Boston.....................................188........

Cab Numbered..........................................

No. of Horses.........................................

Cab leased for ..................................hours

From.........................................................M.

To..............................................................M.

Rent paid in advance,...............................................

Herdic Phaeton Company Lessor, by ..............Sup't."

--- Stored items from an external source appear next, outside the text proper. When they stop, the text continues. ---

PR #878, opened 2017-04-01
Change normalized key value to Enter instead of Return

mjzffr:
While working on Marionette [1], I ran into an issue where the browser tells me "Return" is an invalid value for the key attribute of a KeyboardEvent. The UI Events spec [2] seems to agree: it should be "Enter", and that fixes the error encountered by Marionette.

[1] https://bugzilla.mozilla.org/show_bug.cgi?id=1332279
[2] https://www.w3.org/TR/uievents-key/#keys-whitespace

---
This change is [Reviewable](https://reviewable.io/reviews/w3c/webdriver/878)

### DIFF
--- a/webdriver-spec.html
+++ b/webdriver-spec.html
@@ -7529,7 +7529,7 @@ is also removed.
  <tr><td><code>\uE003</code></td><td><code>"Backspace"</code></td></tr>
  <tr><td><code>\uE004</code></td><td><code>"Tab"</code></td></tr>
  <tr><td><code>\uE005</code></td><td><code>"Clear"</code></td></tr>
- <tr><td><code>\uE006</code></td><td><code>"Return"</code></td></tr>
+ <tr><td><code>\uE006</code></td><td><code>"Enter"</code></td></tr>
  <tr><td><code>\uE007</code></td><td><code>"Enter"</code></td></tr>
  <tr><td><code>\uE008</code></td><td><code>"Shift"</code></td></tr>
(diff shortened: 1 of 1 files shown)


shs96c:
Hmmm... "enter" and "return" have different keycodes, and potentially do different things. It's weird that the UI Events spec combines the two. Perhaps it's a bug in that spec?

mjzffr:
Hm, the two are lumped together in https://www.w3.org/TR/uievents-code/ as well.

I don't know the full context but, right now, both are handled as VK_RETURN in Firefox (which gets `key` "Enter"), and VK_ENTER was removed a few years ago because "it was never used": https://www.fxsitecompat.com/en-CA/docs/2014/keyboardevent-dom-vk-enter-has-been-removed/

shs96c:
Intriguing. We had to add the separate constants to the OSS Selenium project because people _were_ testing that they did different things. Would be interesting to find out how chrome, edge and safari handle this.

shs96c:
After chatting with some of the other people in the WG, and observing the plans for other products that use this specification, it seems best to keep the two separate constants in the spec, even if browsers treat them identically.

The major evidence is the use of the webdriver protocol for use in automating desktop applications, where these two keys (though often treated interchangeably) are different. Perhaps we should add a note that implementations "may" choose to treat VK_ENTER and VK_RETURN identically.

Please feel free to reopen this PR if you disagree with the reasoning or rationale, and many thanks for taking the time to highlight the issue.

In 1885, drivers working for Herdic Phaeton in Boston paid the company $4.20 per day for their respective cabs, two horses and harness each, for twelve-hour shifts, plus thirty-five cents for each hour over the twelve hours if they opted to continue working, or were late in returning their cabs to the stable. Once per week, the company refunded ten percent of those charges to the driver if the driver had rented the cab for six days that week, reducing the driver's rental fee to $3.78 for that week. Herdic Phaeton's policy was to inspect and repair each of its seventy-two cabs every four months, and to sell off cabs after roughly eighteen months of use, or when a cab was deemed to be below the company's operating condition standards.

===Damage to horses' health===
As herdic use increased, newspapers across the United States began carrying reports of the physical harm done to the horses that pulled this particular style of cab. According to The St. Paul Daily Globe:

"These two-wheeled vehicle are very bad on the horses, except on very smooth streets. The vehicle which has two wheels ... is more affected by rough roads, and when one of the wheels strikes an obstacle the effect is felt by the horse. The result is that cabs are horse-killers.... Experience has taught us that with the best cab ... a horse does not last more than a year. The vehicle having but two wheels, a part of the weight necessarily comes on the horse's back."

Newspaper editors encouraged their herdic-using readers to direct their cab drivers to drive more slowly in hot weather, particularly on hilly routes that would tax the stamina of horses, and also suggested that their readers pay their drivers five or ten cents more per trip to ensure that the drivers took better care of their horses. Newspaper editors also urged their readers to "refuse to ride in any cab, herdic or carriage drawn by a docked horse, and tell the driver why." The process involved amputating a portion of the horse's tail to prevent it from becoming entangled with the harness and carriage equipment, a procedure which has fallen out of favor with multiple present-day veterinary and animal protection groups.

As herdic cabs were gradually replaced by newer, faster methods of transportation, horses faced even greater likelihood of injury due to the frequent number of accidents which occurred between cabs and automobiles or trolleys.